These findings are in stark contrast to the results of ARUBA, where treatment was reported to be significantly worse than conservative management for ubAVMs.17 Although considered a high standard of evidence, for a multicentered RCT to be generalizable (that is, have external validity), the application of ethical equipoise must result in a sum of subjects reflective of the real world. The large number of centers agreeing to participate but failing to enroll patients either reflects these centers' inability to recruit patients (despite the selection of these centers for this capability) or an inability to apply ethical equipoise. A major difference in how ubAVMs were managed between our study and ARUBA was that our interventions analyzed were 100% surgery, with surgery alone as the sole interventional treatment in 84% of patients (285 of 341 patients; 56 patients underwent preoperative embolization); compared with ARUBA where surgery was performed in 16% (18 of 114) of interventions and surgery alone was the sole interventional treatment in 4% (5 of 114) of interventional cases. As such, ARUBA cannot be considered a study assessing the role of surgery for ubAVMs.17 Furthermore, the claim from ARUBA that the “baseline characteristics of trial participants are much the same as those representative of population-based cohorts” is true for sex, age, and presentation (factors that are unlikely to impact upon treatment bias) but is not necessarily true for those characteristics that influence the risk of surgery. Comparing characteristics of ARUBAenrolled patients with our patients reveals the following: Deep venous drainage was absent in 66% of ARUBA patients (95% CI, 59–72%), whereas it was absent in 89% of our patients (95% CI 85%–92%); Spetzler-Ponce Class C classification was present in 10% of ARUBA patients (95% CI 7%–15%), whereas it was present in 22% of our patients (95% CI 18%–27%); and AVM < 3 cm was present in 62% of ARUBA patients (95% CI 55%–68%), whereas it was present in 33% of our patients (95% CI 29%–38%).
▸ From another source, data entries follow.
PR #4985, opened 2026-05-16
Implementation_of_replace_port_to_support_conf_async_port

PesalaDeSilva:
Signed-off-by: Pesala Silva <pesala.silva@ifs.com>

## Summary

Add optional early conference slot reservation for PJSUA calls (null-port
placeholder) and implement `pjmedia_conf_replace_port` to swap that slot to
the real stream after SDP/stream setup, without performing the heavy work on
arbitrary threads. Queued operations run on the conference media tick; old
port destruction is deferred for safety.

## Motivation

Some integrations need a stable `conf_slot` ID while the call is still being
set up (e.g. before media is fully active). PJSIP 2.15-era behaviour can defer
slot assignment until channel update; this patch preserves an early slot and
replaces the port in place when audio is ready.

## Changes (high level)

- pjmedia: `pjmedia_conf_replace_port` + implementation, op queue, deferred
  destroy list; small hardening in conf get/put frame paths.
- pjsua: `pjsua_call_preallocate_conf_port()`; `pjsua_aud_channel_update`
  uses replace when a placeholder slot exists, with add/remove fallback.


sauwming:
@PesalaDeSilva , we have replied via email for discussions and feedback regarding this PR, so please check it as well

PesalaDeSilva:
Hi @sauwming, 
thank you for the feedback. I have checked the email and addressed all the Copilot review comments on the PR. Here is a summary of what was fixed:

**Bug fixes:**

- _c_onf->op_mutex was never created — added pj_mutex_create_recursive() for it in pjmedia_conf_create()
- conf->mutex name was incorrectly renamed to "conf_op" — reverted to "conf"; the new conf->op_mutex now correctly uses "conf_op"
- Stray #endif after put_frame() — removed
- tx_buf was allocated from caller's pool instead of slot_pool — fixed to use slot_pool
- destroy_list was allocated without pj_list_init nearby — alloc and init now happen together
- PJSUA_LOCK held across pjmedia_conf_add_port / pjmedia_conf_replace_port (3 places) — fixed with unlock/work/relock_ pattern

**Design fix:**

- _Removed the unconditional null-port pre-allocation inside pjsua_aud_channel_update — placeholder is now only created when the caller explicitly opts in via pjsua_call_preallocate_conf_port()_

**Code quality:**

- Internal types (conf_op, port_destroy_item, enum, callback typedef) moved out of the public header into conference.c
- Static function declarations removed from the public header
- Debug trace logs (pj_thread_this, LOCKED/UNLOCKED/START messages) removed
- Doxygen /** block with @param and @return added for pjsua_call_preallocate_conf_port in pjsua.h

**Style:**

- Pointer style, brace placement, // → /* */ comments, and typos ("embeded", "detatching") all corrected

**Noted / intentionally deferred:**

- The async replace_port fallback limitation: on deferred failure, on_error_unlock safely restores the null placeholder to the slot (no crash, no dangling pointer — audio is silence). Full async recovery via op->cb is acknowledged as a future improvement and documented in a code comment.

Please let me know if anything else needs to be addressed.

_I wanted to confirm — I believe I have not missed any email regarding this PR. If there was a specific email with additional feedback or discussion points that I may have overlooked, could you please resend it or summarize the key points here on the PR? I want to make sure I have addressed everything correctly._

sauwming:
Here is @nanangizz's feedback sent via email dated 26 May:
"
There seem to be several issues with the PR as described in the
copilot/AI review and some are quite major (e.g: rewriting the
async-op mechanism, exposing internal conference types in the public
header). Some approaches could also be improved, for example,
using a null-port placeholder causes unnecessary recreation of
objects (resampler, null-port itself, etc) on every renegotiation.

We understand the feature is important for your integration, and we
think it can be useful to other apps as well. So we are considering
implementing the feature ourselves. The outline:

- Configurable in account/call settings, replacing
pjsua_call_preallocate_conf_port(), so no pre-created placeholder
port is needed. Slot ID and all per-slot state (connections, mute,
adj_level, etc.) survive renegotiation. Default off, to avoid
backward-compatibility issues.
- New pjmedia_conf_detach_port() which mainly sets conf_port->port
to NULL, and pjmedia_conf_replace_port() to re-attach the slot to a
new port.
- We'll cover both the conference and parallel-conference backends,
video conference can be a follow-up.
"

So yes, there are still significant missing gaps.

PesalaDeSilva:
Hi @nanangizz, thank you very much for the detailed feedback and for taking the time to review this PR.

We fully understand and agree with the concerns raised — particularly around the async-op mechanism design and the null-port placeholder causing unnecessary object recreation on renegotiation. These are valid architectural issues that we were not fully aware of when implementing the feature.

We are very glad to hear that the PJSIP team is considering implementing this natively. The outlined approach sounds much cleaner and more robust than our current implementation:

One question, is there an estimated timeline for when this implementation might be available?

Thank you again for considering this feature. We look forward to seeing the official implementation.

nanangizz:
@PesalaDeSilva We’ve started working on this. The usual steps are investigation, design, implementation, and review. We expect it to be available within a week or two.

nanangizz:
@PesalaDeSilva Please check+test #5125, it is the initial implementation. Let us know if it aligns with your needs, and feel free to join the review.

nanangizz:
Implemented & addressed issues in #5125.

Although referral bias for complex ubAVMs may have occurred in our case series, the differences may also be explained by distortion of patients considered to meet clinical equipoise enrolled in ARUBA. Given that selection bias may have occurred in ARUBA, the generalizability of conclusions needs to be questioned. This justifies the continued examination of case series at this time.

Natural History

Because of the lower risk of hemorrhage from ubAVMs compared with those presenting with hemorrhage, concern has been raised as to whether treatment of ubAVMs is justified.17 A meta-analysis found an annual ubAVM hemorrhage rate of 2.2% (95% CI 1.7%–2.7%).9 Of interest for ubAVMs, the rate of hemorrhage has been found to be considerably higher during the 1st year after diagnosis.11,12,33 In a prospective study from Japan, the rate of first hemorrhage was greater during the first 12 months after presentation (4.8%).12 As there may be a nonlinear relationship between time from presentation and hemorrhage, the time from diagnosis to enrollment in prospective studies is important. As there was often a delay between referral and treatment, we used all our potential 377 patients with a ubAVM in the analysis of the risk of hemorrhage. Although our method using Kaplan-Meier product-limit method found an 8.1% 1st year risk of hemorrhage, when utilizing the method of these studies (calculated as the number of patients with hemorrhage during follow-up divided by case-years of follow-up) the risk of hemorrhage in our series is 5.7%. This is marginally greater than previously published series for the 1st year risk of hemorrhage. The 11.5% 5-year risk of first hemorrhage is similar to that reported in the literature (Table 3). The cumulative hemorrhage rate found in ARUBA at 5 years was estimated to be approximately 12% from the Kaplan-Meier figure provided. Considering the number at risk in our study at each stage of follow-up, we believe our results are reliable for the first 5 years from initial referral. However, Hernesniemi and colleagues, who provide the longest long-term analysis (with a mean of 13.5 years) of 99 ubAVMs, found a cumulative first hemorrhage risk of 10% and 29% at 5 and 20 years, respectively.11 They excluded patients with less than 1 month of follow-up (which differs from our own analysis). On an annualized basis, our results suggest a risk of first hemorrhage of 2.3% per year over 5 years. This is within the range of literature estimates (Table 3) and is similar to 2.2% calculated by Gross and Du in their meta-analysis.9

Our finding that ubAVMs had a slightly greater risk of rupture in the first 12 months after diagnosis (Table 3) than previously reported may be explained by the inclusion of patients from the time of referral, capturing patients who otherwise would have been excluded if the commencement of the database had coincided with admission to hospital. That a higher rate of hemorrhage occurs early in some series may be explained by a small number of patients presenting with clinical symptoms due to changes within the ubAVM that alter the hemodynamics (for example, venous outflow stenosis or occlusion) that might predispose to hemorrhage.6,15,16,32 Such changing hemodynamics would not be captured in most database interrogations. The importance of knowing the time from diagnosis in estimating the future risk needs to be considered.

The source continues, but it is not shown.